The resources folder – Components of an Android Project

  Here, you can see all the types of folders I discussed in the resources folder section above. In the above image, you can see several folders named mipmap. WHY? Why are there so many mipmap folders? Inside Android Studio there was only one mipmap folder, wasn’t it? Well, I have already told you the reason for this. I mentioned above that you need to include images of various resolutions for supporting various screen resolutions and pixel-densities. These five folders store five copies of the same image(s) but in different resolutions. For example, if your app icon is stored in a file named ic_launcher.png, then each of these folders will have a file name ic_launcher.png. But their resolutions would be different. The mipmap-xxxhdpi folder will store the image with the highest resolution (192*192 for an icon), the mipmap-xxhdpi will have 144*144, mipmap-xhdpi will have 96*96, mipmap-hdpi will have 72*72 and finally, mipmap-mdpi will have the image with 48*48 resolution. If you have multiple images, then each image will have one file each in each of these five folders.

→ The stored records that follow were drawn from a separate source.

Issue #3123, opened 2019-04-24
Predefined Constituent List Universes


Martin-Molinero:
#### Expected Behavior

- Users can add to there algorithm `Universes` with pre-selected `Symbols`, for example, `QC500`, `Aviation Industry`, `Bank Universe`, `Russel3000` etc..
#### Actual Behavior

N/A
#### Potential Solution

N/A
#### Reproducing the Problem

N/A
#### System Information

N/A
#### Checklist

- [x] I have completely filled out this template
- [x] I have confirmed that this issue exists on the current `master` branch
- [x] I have confirmed that this is not a duplicate issue by searching [issues](https://github.com/QuantConnect/Lean/issues)

- [x] I have provided detailed steps to reproduce the issue

PR #3141, opened 2019-04-26
Adding Constituents Universes

Martin-Molinero:
#### Description

- Adding base `ConstituentsUniverse` and `ConstituentsUniverseData`
- Adding new `Symbol.None` and `SecurityIdentifier.None` implementation
- Adding Py and C# regression test algorithms `ConstituentsUniverseRegressionAlgorithm`
- Adding C# `ConstituentsUniverseDataGeneratorAlgorithm` that will generate the data for the new regression test algorithm.
- Fixing bug in `UniverseSelection`, it wasn't removing pending to be
removed securities unless the universe selection changed
- Fix bug in live mode custom universe,
`BaseDataCollectionAggregatorEnumerator` returning false was causing the
subscription to be removed completely
#### Related Issue

Closes https://github.com/QuantConnect/Lean/issues/3123
#### Motivation and Context

This new feature will allow users to select a pre defined changing set of Symbols, for example `Banking Stocks`. Allowing an improvement in performance, since the computation required to perform the symbol selection will not be required.

Yes

Unit and regression tests
#### Types of changes

#### Checklist:


Common/Data/UniverseSelection/ConstituentsUniverseData.cs
```diff
@@ -0,0 +1,96 @@
...
+        /// <returns>Instance of the T:BaseData object generated by this line of the CSV</returns>
+        public override BaseData Reader(SubscriptionDataConfig config, string line, DateTime date, bool isLiveMode)
+        {
+            try
+            {
+                var csv = line.Split(',');
+                var preselected = new ConstituentsUniverseData
+                {
+                    Symbol = new Symbol(SecurityIdentifier.Parse(csv[0]), csv[1]),
+                    Time = isLiveMode ? date.AddDays(-1) : date
```
mchandschuh: interesting discrepancy between live and backtesting -- I don't see something similar in `CoarseFundamental` which makes me nervous. Is this `date.AddDays(-1)` really highlighting a bug in the data generator algorithm which is saving to the incorrect date?

Common/SecurityIdentifier.cs
```diff
@@ -751,6 +756,7 @@ public override bool Equals(object obj)
         public override string ToString()
         {
             var props = EncodeBase36(_properties);
+            props = props.IsNullOrEmpty() ? "0" : props;
```
mchandschuh: nit - `EncodeBase64` never returns null, faster to just check `props.Length == 0 ? "0" : props` -- also curious as to why this was needed and does it affect anything else? This _will_ affect serialization of `Symbol.Empty`, but not sure if we depend on that serialization anywhere. I can't think of a case where we send it down the pipe via ticker plant or history, etc, so this is likely safe, but wanted to bring attention to it.

Engine/DataFeeds/LiveTradingDataFeed.cs
```diff
@@ -474,7 +474,7 @@ private Subscription CreateUniverseSubscription(SubscriptionRequest request)
 
                 var factory = new LiveCustomDataSubscriptionEnumeratorFactory(_timeProvider);
                 var enumeratorStack = factory.CreateEnumerator(request, _dataProvider);
-                enumerator = new BaseDataCollectionAggregatorEnumerator(enumeratorStack, config.Symbol);
+                enumerator = new BaseDataCollectionAggregatorEnumerator(enumeratorStack, config.Symbol, liveMode:true);
```
mchandschuh: I wholeheartedly approve of the `liveMode:true` syntax -- it's nice to give names to `bool` parameters 👍

Algorithm.CSharp/ConstituentsUniverseDataGeneratorAlgorithm.cs
```diff
@@ -0,0 +1,152 @@
...
+namespace QuantConnect.Algorithm.CSharp
+{
+    /// <summary>
+    /// Algorithm used to generate daily data on disk for the different <see cref="ConstituentsUniverse"/>.
+    /// How to use me? search for 'CHANGE ME'
+    /// 1- change the universe name
+    /// 2- change the desired start and end date to generate
+    /// 3- define the universe selection to use
+    /// Data will be generated in:
+    /// 'Globals.DataFolder\SecurityType\Market\universes\Resolution\{UniverseName}\{dates:yyyyMMdd}.csv'
```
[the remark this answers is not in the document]
Martin-Molinero: Good idea, I'll add a note 👍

  Similarly, you see that there are two folders with the name values. The first folder is named values and the second one is values-w820dp. Here, the values folder stores the various .xml files for low-pixel density devices while the values-w820dp folder stores the various .xml files for high-pixel density devices. In this case, high-density refers to the devices whose width is equal to or more than 820dp (device independent pixels). Please note that if an .xml file exists only in values folder and not in the values-w820dp folder, then the same .xml file is used automatically by Android in both cases.

  If you plan to display different layouts on different devices, you’ll have include multiple layout folders, just like the mipmap and values folders as shown in the above image.

  I hope this article on components of an Android project helped you understand the structure of an Android project and the way its various components work. In What is Gradle, I’ve explained the basics of Gradle and the tasks it performs in an Android project.